Conventional wisdom:Motor Trend likes that the Ioniq 5 XRT offers “proper fun in mild dirt,” that it’s “great as an everyday do-it-all crossover,” with “built-in NACS convenience.” But they lament the “off-road gear brings on-road compromises, using Tesla Superchargers not yet optimal,” and the “price close to high-end Ioniq 5 Limited trim.”
Marketer’s pitch: “Our fast-charging electric SUV that goes the distance.”
Reality: The off-road accoutrements are so limited, you might as well get one with more range.
Catching up: Last week, we tested a Chevrolet Equinox EV, which seemed like a real bargain until we started digging deeper.
This week we blow another $20,000 and see what we have to show for it.
What’s new: The Ioniq 5 received a refreshed appearance for 2025. It adds the NACS charging port, allowing easy access to Tesla superchargers, and boosts the size of the batteries across all models.

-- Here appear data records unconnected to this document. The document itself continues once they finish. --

PR #4697, opened 2026-05-15
fix(presets): scope password manager autofill to the preset editor form

divineforest:
## Bug

When opening the preset editor on a catalog item that has a secret-typed preset field (e.g. `DB_PASSWORD` declared with `type: secret` and `promptOnPreset: true`), the user's saved credential for the app would be auto-filled into the **catalog search box** behind the dialog, the URL would gain `?search=admin@example.com`, and **both** the SQL1 Settings dialog and the Edit-preset dialog would dismiss. The page would land back on the registry view with the stray filter applied.

User-visible repro:
1. MCP Registry → open a server's settings → **Presets** tab.
2. Click the edit (pencil) icon on any preset.
3. Edit dialog briefly appears, then both dialogs vanish; search box now contains the user's email.

## Root cause

The `PresetEditorDialog` rendered the secret `Input` (which becomes `<input type="password">`) inside a plain `<div>`, with no enclosing `<form>`. Chrome's password-manager heuristic detects an **unaffiliated** password field, hunts the whole page for a matching username field, falls back to any `<input type="text">` it finds, and fills it. The catalog `SearchInput` (the only other text input on the page) gets written with the saved Archestra credential, fires its debounced `onChange` → `router.replace("?search=…")`, and the URL change knocks both dialogs out of the layout.

A telltale of this exact heuristic is in the browser console:

> `[DOM] Password field is not contained in a form`

## Fix

Two complementary changes:

1. **Form wrapper** (architectural) — the editor body is wrapped in `<form autoComplete="off" onSubmit={preventDefault + save}>`. Chrome scopes its credential search to within the form; with no username field inside, the cross-page hunt does not fire.
2. **`autoComplete="new-password"`** on the secret-typed `Input` itself (per-input hint) — explicitly tells the browser this is a freshly-supplied catalog secret, not a credential to be filled.

Either change individually probably resolves the bug for Chrome; both together cover the variance across Chrome / Safari / Firefox / 1Password / LastPass / Bitwarden.

## Side benefits of the form wrapper

- **Enter** now submits via `save()` instead of the browser default
- **Cancel** is explicitly `type="button"` so it cannot accidentally trigger form submission
- HTML semantics are correct (password inputs belong inside a form)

The new XRT model is marketed as a more rugged version, slightly lifted and with all manner of cladding and black.
Up to speed: The Ioniq 5 gets to 60 mph as fast as any EV. It reaches the magic number in just 4.5 seconds, according to Motor Trend. Unlike last week’s stripped-down Equinox, the Ioniq 5 offers power aplenty throughout the range of driving, as well as through the range of models.

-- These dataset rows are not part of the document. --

PR #4737, opened 2026-05-17
feat(mcp): add create_scheduled_task tool

surbhitCodes:
**TLDR;**
Adds the ability for the chat agent to convert an in-progress conversation into a scheduled task without forcing the user out of the chat. The agent recognizes the intent, calls a new MCP tool, and the trigger lands in the same backend that the UI already writes to. The user sees an inline confirmation card in the chat, and the task shows up under /scheduled-tasks exactly as if they'd created it by hand.

The conversational lifecycle is intentionally complete; the agent can also list, update, and delete tasks the user already owns. Without those, the agent could only ever create; any modification would push the user back to the UI and break the flow this PR is trying to establish.

**Files changed**

1. shared/archestra-mcp-server.ts - New short-name + full-name constants for the four scheduled-task tools.
2. backend/src/archestra-mcp-server/schedule-tasks.ts - New tool group. Defines create_scheduled_task, list_scheduled_tasks, update_scheduled_task, delete_scheduled_task.
3. Vitest coverage for all four tools using the PGlite test DB and the shared makeUser/makeInternalAgent/makeMember fixtures.
4. backend/src/archestra-mcp-server/rbac.ts - Permission entries for the four tools mapped to the existing scheduledTask resource: create → create, read → list, update → update, delete → delete.
5. backend/src/standalone-scripts/codegen-archestra-mcp-server-docs.ts - New ScheduledTasks doc group with all four tools
6. frontend/src/components/chat/schedule-task-tool.tsx - New chat-card component. Renders inline in the conversation when any of the four scheduled-task tools fire.
7. frontend/src/components/chat/chat-messages.tsx - Two changes: (1) added the four scheduled-task tool names, (2) added a dispatch branch that routes any of the four tools

**The issue** body calls out: "_archestra has an swap_agent/swap_to_default_agent tools which might change an agent mid conversation. Scheduled task should have an agent assigned, so if such tools were called we need some way to select the best agent for a task._"

The answer is to reuse the invariant the platform already maintains, not build a parallel resolver alongside it.

When swap_agent succeeds, handleSwapAgent in backend/src/archestra-mcp-server/chat.ts persists the change directly to the conversation row. Between LLM turns, the chat runtime rebuilds the MCP context from this row, so by the time any tool handler runs in a new turn, context.agentId is already the post-swap effective agent. The remaining edge case is when swap_agent and create_scheduled_task fire in the **same tool-execution round** — the in-memory context is captured at the start of the round and not refreshed mid-round, so context.agentId is stale even though the DB row is fresh. To cover that, create_scheduled_task re-reads conversations.agentId from the DB once when args.agentId isn't supplied; full resolution order is `args.agentId ?? <DB re-read of conversations.agentId> ?? context.agentId ?? contextAgent.id`. One DB query, no message-history walking, no parallel resolver, no second source of truth.


Matvey-Kuk:
Unfortunately, I can't find this PR, and its description is easy to review; Also, I can't say it brings the feature in an elegant way while managing the complexity of the codebase, so I'm going to close it.

Matvey-Kuk:
Rephrased: Unfortunately, I don't think this PR or its description is easy to review. Also, I can't say it introduces the feature elegantly while managing the codebase's complexity, so I'm going to close it.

Shiftless: I’ve been singing the praises of the Hyundai twisty-stalk gear selector, and that will continue.
On the road: The Ioniq 5 handled nicely on highways and wasn’t too bouncy for its squared-off shape. Country roads were quite fun, especially in Sport mode.
The Ioniq 5 did have more than its share of rattles, though, from either the hatchback door or the rear cargo area; the squarish shape of the vehicle is probably a factor here.

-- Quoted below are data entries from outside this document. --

PR #4744, opened 2026-05-17
fix: raise Next.js middleware body limit to 50 MB for file uploads

### LINKED ISSUE #4735: Increase 10Mb file upload limit
---

Archestra Contributor

</a>

afischh:
Fixes https://github.com/archestra-ai/archestra/issues/4735

## Problem

Next.js middleware has a hardcoded 10 MB body limit (`middlewareClientMaxBodySize` defaults to 10 MB). Uploading files between 10–50 MB through the UI fails with a 413 error, even though the backend accepts up to 50 MB. Direct `curl` to the backend succeeds — the limit is purely in the frontend middleware.

## Fix

Added `middlewareClientMaxBodySize` to the existing `experimental` block in `next.config.ts`:

```ts
experimental: {
  proxyTimeout: 300000,
  middlewareClientMaxBodySize:
    process.env.ARCHESTRA_MIDDLEWARE_BODY_LIMIT || "50mb",
},
```

- Default: `50mb` — matches backend default
- Configurable via `ARCHESTRA_MIDDLEWARE_BODY_LIMIT` env var for deployments that need a different value

## Testing

**Before:** Upload a 10–50 MB PDF through the UI → 413 `Request body exceeded 10MB`  
**After:** Upload succeeds, file reaches the backend

### DIFF
--- a/platform/frontend/next.config.ts
+++ b/platform/frontend/next.config.ts
@@ -41,8 +41,10 @@ const nextConfig: NextConfig = {
   },
   experimental: {
     proxyTimeout: 300000, // 5 minutes in milliseconds - prevents SSE stream timeout
-    middlewareClientMaxBodySize:
-      process.env.ARCHESTRA_MIDDLEWARE_BODY_LIMIT || "50mb",
+    middlewareClientMaxBodySize: process.env.ARCHESTRA_API_BODY_LIMIT
+      ? Number(process.env.ARCHESTRA_API_BODY_LIMIT) ||
+        process.env.ARCHESTRA_API_BODY_LIMIT
+      : 50 * 1024 * 1024, // 50MB default
   },
   httpAgentOptions: {
     keepAlive: true,
--- a/platform/frontend/next.config.ts
+++ b/platform/frontend/next.config.ts
@@ -41,6 +41,8 @@ const nextConfig: NextConfig = {
   },
   experimental: {
     proxyTimeout: 300000, // 5 minutes in milliseconds - prevents SSE stream timeout
+    middlewareClientMaxBodySize:
+      process.env.ARCHESTRA_MIDDLEWARE_BODY_LIMIT || "50mb",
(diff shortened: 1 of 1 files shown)


arkh-node:
recheck

platform/frontend/next.config.ts
```diff
@@ -41,6 +41,8 @@ const nextConfig: NextConfig = {
   },
   experimental: {
     proxyTimeout: 300000, // 5 minutes in milliseconds - prevents SSE stream timeout
+    middlewareClientMaxBodySize:
+      process.env.ARCHESTRA_MIDDLEWARE_BODY_LIMIT || "50mb",
```
joeyorlando: I would suggest reusing the existing ARCHESTRA_API_BODY_LIMIT (which we have documented).

One thing that would need to be verified/tested is for built docker images, whether or not any changes are required in the Docker image's supervisord config (I'm not 100% sure if all env vars are automatically available to next.js)

arkh-node: Updated to reuse `ARCHESTRA_API_BODY_LIMIT`. The expression `Number(env) || env` handles both numeric bytes (`"52428800"` → `52428800`) and string format (`"50mb"` → `"50mb"`), with a `50 * 1024 * 1024` default when unset.

Regarding Docker supervisord: no changes needed. Per the comment in `supervisord.conf`, all environment variables from the shell that starts supervisord are automatically inherited by subprocesses, so `ARCHESTRA_API_BODY_LIMIT` will be available to Next.js without explicit mapping.

sachin0903: @joeyorlando The only concern is that since this is defined in next.config.ts it's evaluated at build time, so the env var would need to move to server-side runtime code if dynamic behaviour is needed.

Please correct me if i am wrong.

joeyorlando:
Superseded by #4996.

In the rain: EV makers put low-resistance tires on to help with range. I can’t specifically recall having any other EV in the rain, but the Ioniq 5 with its 235/60/R18 all-terrain tires designed for off-ish roading seemed like it would slide on wet roads. Test drive in the rain, if you can.
Steady speed: The Smart Cruise Control with curve control feature in the Ioniq 5 felt dumber than advertised. I’ve noticed many test vehicles from all brands slowing on curves while the cruise is set, and it’s a welcome feature, but more than a few times I found myself shouting at the dashboard as the Ioniq 5 suddenly started to slow dramatically from my set speed. The cruise was still engaged, too, so it required me taking complete control and starting from scratch.
This can all be controlled through the various settings, but I never found one that I thought worked as well as other manufacturers’ offerings.
The interior of the 2026 Hyundai Ioniq XRT offers plenty of comfort and easy operation.
Driver’s Seat: The leather-covered seat was geared for comfort but still supportive. It held me in place while not getting fresh. The lumbar bolster was just fine and the seat bottom stretched to my knees, something often lacking at this vehicle size.
The seat heater operation and some other functions are in a row of silver buttons (yay!) on the console that will help you in yoga class, requiring a sharp contortion just to reach them (boo!).
Friends and stuff: Sturgis Kid 4.0 blessed the rear seat as comfortable and roomy on a trip to the Sweetest Place on Earth. The flat floor means middle seat occupants won’t feel too bad.
Cargo space is 26.3 cubic feet behind the rear seats and 58.5 when it’s folded.
Play some tunes: Sound from the system is pretty good, about an A-, maybe a B+.
The 12.3-inch touchscreen makes playing tunes and getting to other functions easy enough, and buttons and dials underneath offer a real assist. The home screen has large icons that make navigation swift.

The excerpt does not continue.